By Dan Kennedy • The press, politics, technology, culture and other passions

David Carr: Trusted sources thrive in times of crisis

Image (1) B_Kirtz.jpg for post 10773

By Bill Kirtz

New York Times media columnist David Carr sees a video future for traditional newspapers and trouble for mid-sized publishers.

Talking at MIT Wednesday night, he called the Internet “a perfect distribution machine and a perfect machine for destroying journalism business models.”

He said news consumers are in a “golden age” of self-selection. But the problem is, “when the choices are infinite, the price drops to zero. The newspaper and magazine business is built on scarcity.”

Carr said the Internet works if you’re huge or tiny, but regional newspaper franchises are imperiled.

In crisis situations like the Boston Marathon bombings, he said, “it wouldn’t be a pretty picture without the Globe,” whose website he depended on. “There’s a natural impulse to go to a trusted source.”

In an earlier MIT talk, former George W. Bush and John McCain campaign adviser Mark McKinnon expressed a similar view. He said he hoped that in the current plethora of information offerings, there will be a  “greater premium placed on good journalism [and] trusted brands and aggregators.”

Carr praised his paper’s push to create the Web’s best news site and one that’s not afraid to break news online before its print edition. He called the Times’ Pulitzer Prize-winning “Snow Fall” text, video and graphics package an example of the payoff for “spending a lot to be innovative in ways to present information.”

Top journalism brands like the Times, the Wall Street Journal and the Globe will have to figure out video, he said.  “We’ll end up in that business whether we like it or not.”

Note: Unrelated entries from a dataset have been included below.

PR #90, opened 2017-05-16
[WIP] JS Overhaul

Senjai:
An uncomplete (with changes + comments pending from other branches) redo of the javascript with extensibility and namespaces in mind.

Feedback welcome now, but this PR is not final.

PR #101, opened 2017-06-29
JS Overhaul

isaacfreeman:
Continues work by @Senjai in #90


isaacfreeman:
Added recommendations from @tvdeyen's review of #90

tvdeyen:
Still 👍 

Would love to see this great work of @Senjai merged finally. Would love to see this tested with ApplePay, though. PayPal and Credit Cards are confirmed working for me, but I can't test Apple Pay right now.

isaacfreeman:
At this point all that remains is to test with Apple Pay. I'll be able to continue with that when my MacBook Pro is repaired. ETA... maybe a week.

app/assets/javascripts/solidus_paypal_braintree/client.js
```diff
@@ -262,20 +263,20 @@ SolidusPaypalBraintree.Client.prototype.initializeApplePaySession = function(con
   session.begin();
 },
 
-SolidusPaypalBraintree.Client.prototype._buildTransaction = function(payload, config, shippingContact) {
+SolidusPaypalBraintree.Client.buildTransaction = function(payload, config, shippingContact) {
```
Senjai: Why were these brought out of the prototype? They shouldn't be static no?

app/assets/javascripts/solidus_paypal_braintree/client.js
```diff
@@ -0,0 +1,186 @@
...
+ *
+ * We use this class mostly to hide the token operations for users.
+ *
+ * After creating the class, a call should be made to initialize before using it.
+ * @see initialize
+ *
+ * @constructor
+ * @param {Object} config Initalization options for the client
+ * @param {Boolean} config.useDataCollector Use data collector capabilities for the braintree client
+ * @param {Boolean} config.usePapyal Use Paypal capabilities for the braintree client
```
Sinetheta: typo

app/assets/javascripts/solidus_paypal_braintree/client.js
isaacfreeman: It made it easier to reference them from within `session.onpaymentauthorized`. But yes, this was intended to be a temporary step while I refactored other code. On my list to fix up before I remove the '[WIP]' from the title.

isaacfreeman:
The last thing I want to do here is update README.md, but I'd like to get #100 merged first.

app/assets/stylesheets/spree/frontend/solidus_paypal_braintree.css
```diff
@@ -16,14 +16,24 @@ the installer will append this file to the app vendored assets here: 'vendor/ass
...
+  background-position: 50% 50%;
+  border-radius: 5px;
+  padding: 0;
+  margin: 5px auto;
+  transition: background-color .15s;
+  width: auto;
+}
+
+.apple-pay-button.visible {
+  visibility: visible;
```
tvdeyen: I think we should use `display` over `visibility` as the latter still occupies space, while the former not.
We don't want to have holes in the layout if the payment va Apple Pay is not possible. But this can also be tackled in a later PR and should not hold this already very large PR back.

tvdeyen:
Before merging this we should think about cutting a release first. As this will most likely brake lots of stores that have customized the frontend JS (like I have).

app/assets/stylesheets/spree/frontend/solidus_paypal_braintree.css
isaacfreeman: This is why I favour `visibility`! At least on my machine, it takes a noticeable amount of time for the Apple Pay button to appear. So when it does, it makes everything below jump down, which doesn't draw the eye to the button itself.

tvdeyen: Interesting as the image is bundled inside the browser itself. Lots of users (the vast majority) will never see the button ever as they don't have an Apple browser, Phone or live in a country where Apple Pay is not available. So the mayor use case of this button is actually do not be seen ever. We should display a "You're browser does not support Apple Pay" notice instead.

This is the approach I went with:

```css
#apple-pay-button {
  background-image: -webkit-named-image(apple-pay-logo-white);
  background-position: center;
  background-size: 60%;
  background-repeat: no-repeat;
  border-radius: 5px;
}

#apple-pay-button.supported {
  display: inline-block;
  width: 160px;
  height: 40px;
  font-size: 0;
  background-color: black;
  cursor: pointer;
}
```

```html
<span id="apple-pay-button">
  Your browser does not support ApplePay.
</span>
```

```js
...
braintree.fetchToken(function(clientToken) {
  braintree.initialize(clientToken, function(braintreeClient) {
    braintree.setupApplePay(braintreeClient, "<%= ENV['APPLE_PAY_MERCHANT_ID'] %>", function(applePayInstance) {
      $applePayButton.addClass('supported');
      ...
    });
  });
});
```

So, only for users that actually should see this button it appears, for all other people the notice appears.

isaacfreeman: I'd rather not have a message if the browser doesn't support Apple Pay. Most browsers aren't ever going to support it, so it seems like unnecessary information to put in front of a customer. It seems better to me that it just doesn't appear unless it's available to use.

In any case, I agree that any changes here should be in a separate PR.

isaacfreeman:
All green in Travis

Remaining to do on this:
- decide on versioning
- do another round of manual Apple Pay testing

app/assets/stylesheets/spree/frontend/solidus_paypal_braintree.css
tvdeyen: > I'd rather not have a message if the browser doesn't support Apple Pay

Also fine. But it should not occupy space then, so I still vote for `display` over `visibility` in a separate PR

Discover more from Media Nation

Subscribe to get the latest posts to your email.

Previous

The problem is the reliance on anonymous sources

Next

The Miranda exception and why I’m not concerned

3 Comments

  1. James Harvey

    For most of the past week, the Globe (and most other traditional media outlets) hasn’t exactly done its job as a “trusted source,” and instead has allowed their desire to report as early as possible/desire to score inside-journalism points with “scoops” to carry too much weight when balanced against the desire to be right.

    For much of monday, the boston.com front page was replaced with a “live blog” that mixed hard facts with rumors in a rather incoherent way. This made it mostly useless as a “trusted” source of news. There was no scarcity of rumors on Monday, and the Globe could have distinguished itself by sorting out the truth from everything else. Instead, they provided the same functionality as my twitter feed.

    In general, I feel like the main problem is that journalists are trying to apply 20th-century journalism culture to 21st-century reporting. There was a time when scooping the competition really mattered, because for 24 hours, the only way for consumers to read about a story was to buy your paper. This meant that from a business perspective, being first was really important. Today, it’s basically irrelevant to the average media consumer, and to media companies’ bottom lines, who got to a story first, but the inside-baseball journalism types are still keeping score.

    Even as being first matters less, being right matters more than ever. Let the random bloggers and tweeters be first, and the TMZs and Gawkers of the world be the first to offer flimsy confirmation. People will still go to the Globe to hear from a trusted source. It’s time for serious journalists to put more weight on being right, and less on being first. This might mean less use of unnamed sources. It probably means fewer exciting “breaking news” tags. But it’s the only way the Globe will be relevant a decade from now.

  2. Yea, but… the ‘Globe’, along with a few other main stream, and mid-level news outlets blew it. C’mon Professor?… this is like reading “AdAge”, a self-puff piece about its own ‘wonderfulness’ and its industry. Journalism based on the present-day advertising-model is bankrupt… not a new thought. Interestingly, last night @primeTime newsHOUR… what are we watching? A local newscast and a scroll up and down and across the street from Lord & Taylor, Boylston St, Boston VIA GOOGLE’s StreetScape… who’s the journalist here? Should we send a buck to Google, or Lord & Taylor? Journalism? ‘Death-be-not-proud’!Then…(?)… there’s Wolf Blitzer from his “SituationRoom”! Egad, journalists EVERYWHERE… “The world is a dangerous place when viewed from a DESK.” — le Carre. Best, kr ‘NU ’71. i getta get back to wolf; he’s wetting his pants…

  3. Mike Benedict

    It’s not about the size at all, but rather the ability to harness what’s out there and differentiate while doing it.